Our difficulty with this position is not that Gould (or others who make similar arguments) is wrong about the blurred lines between the races, or about how long the races have been separated, or ahout the number of genes that are racially distinctive. All his facts can be true, and yet people who call themselves Japanese or Xhosa or Caucasians or Maori can still differ intellectually for genetic reasons. We may call them “ethnic groups” instead of races if we wish-we too are more comfortable with ethnic, because of the blurred lines-but some ethnic groups nonetheless differ genetically for sure, otherwise they would not have d~ffering skin colors or hair textures or muscle mass. They also differ intellectually on the average. The question remaining is whether the intellectual differences overlap the genetic differences to any extent. — the Bell Curve, page 296

and

Human beings form a single interbreeding species and no serious geneticist or anthropologist today would subscribe to a view of genetically distinct ‘races’. There is no single genetic marker common to all white groups and absent in blacks, or vice versa; all human genes are found in both groups.
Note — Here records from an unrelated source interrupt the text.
PR #730, opened 2023-05-17
Make sure local fields are not enabled for any Python interpreter

magnatelee:
We've been suppressing reservation for local fields in each field space by [explicitly passing `-lg:local 0`](https://github.com/nv-legate/legate.core/blob/branch-23.05/legate/driver/command.py#L217), but never been doing the same in the code path for the canonical Python interpreter. So, any code that tries to have more than 252 active stores crashes with the canonical Python interpreter. This PR fixes the issue by just configuring Legion with no local fields. This PR also bumps up the commit hash for Legion, as [Legion's cmake build also had to be updated](https://gitlab.com/StanfordLegion/legion/-/commit/bc69f142bfffba8781c999dc0637ebbc07b2cd10) for this.

### DIFF
--- a/cmake/versions.json
+++ b/cmake/versions.json
@@ -7,7 +7,7 @@
     },
     "Legion": {
       "git_url" : "https://gitlab.com/StanfordLegion/legion.git",
-      "git_tag" : "9663e2a0d9f26259dc7ecdac63925c0b5d7408b2"
+      "git_tag" : "83a417c848ba5732a53b870bb0119f23d979a9d0"
     }
   }
 }
--- a/cmake/versions.json
+++ b/cmake/versions.json
@@ -7,7 +7,7 @@
     },
     "Legion": {
       "git_url" : "https://gitlab.com/StanfordLegion/legion.git",
-      "git_tag" : "bc69f142bfffba8781c999dc0637ebbc07b2cd10"
+      "git_tag" : "9663e2a0d9f26259dc7ecdac63925c0b5d7408b2"
     }
   }
 }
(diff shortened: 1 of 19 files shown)


magnatelee:
@trxcllnt here's a cmake build change for legion: https://gitlab.com/StanfordLegion/legion/-/commit/bc69f142bfffba8781c999dc0637ebbc07b2cd10 can you take a look at it? one peculiar thing about cmake that I figured out was that setting `0` to a variable seems to have an effect of unsetting it, so the `0` value doesn't get propagated to `legion_defines.h.in` but it un-defines that macro. so I had to wrap it with parentheses so it can survive, but it looks like our CI seems to complain about the zero value in a different place.

cmake/versions.json
```diff
@@ -7,7 +7,7 @@
     },
     "Legion": {
       "git_url" : "https://gitlab.com/StanfordLegion/legion.git",
-      "git_tag" : "0ff4a18c08590c28bf3e416581790ceee974665c"
+      "git_tag" : "bc69f142bfffba8781c999dc0637ebbc07b2cd10"
```
manopapad, line 10: Can you please bump to 9663e2a0d9f26259dc7ecdac63925c0b5d7408b2, to include a fix for the CI failures seen in https://github.com/nv-legate/cunumeric/pull/932?

magnatelee: https://github.com/nv-legate/legate.core/pull/730/commits/f465ea737bda2c2a3eb2c640644daf49734e56a5

magnatelee:
>  but it looks like our CI is complaning about the zero value in a different place.
@trxcllnt I figured out what's causing the build issue.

Some writers (e.g. Gould, 1 986) have attempted to argue from this that there could not be genetic differences for IQ between blacks and whites. The argument seems curious, for it is clear enough that blacks and whites do, on average, differ in the distribution and frequency of certain genes, and the genetic hypothesis needs nothing more than an average difference in the distribution of the no doubt vast array of genes affecting IQ (Jones, 1996). — Mackintosh 1998

Another red herring is the Flynn effect.

The Flynn effect is qualitatively different from the Black-White IQ gap. Thus, it can’t tell us anything about it.

Some may have problems with heritability estimates, yet these have been extensively validated through various methods. There is no evidence for any significant gxe interactions and they are a prior unlikely.

Others may claim that the environmental effects can’t be distinguished from the genetic effects. This is false.

Throughout the history of GxE research, the question of whether or not GxE effects are separable from genetic and environmental main effects has been asked on many occasions. The answer is yes (though it is not necessarily intuitive); GxE effects are meaningfully and actually separable from genetic and environmental effects. Plomin and colleagues explained this elegantly in 1977, making the point that “interactionism,” which they define as the idea that “environmental and genetic threads in the fabric of behavior are so tightly interwoven that they are indistinguishable,” is simply false at the population level. To be clear, it is true that — for an individual — genetic effects cannot be expressed in the absence of an environmental context just as environmental effects necessarily manifest themselves in the context of an organism’s genome. However, at a population level, it is possible to distinguish genetic from environmental effects. — Duncan 2014

Conclusion

In conclusion, it’s obvious the gap has a significant genetic influence. The Hereditarian Hypothesis makes a lot of risky predictions, and it comes up on top. Meanwhile, the Environmentalist hypothesis bends itself at every new finding that goes against it. This is not how science works.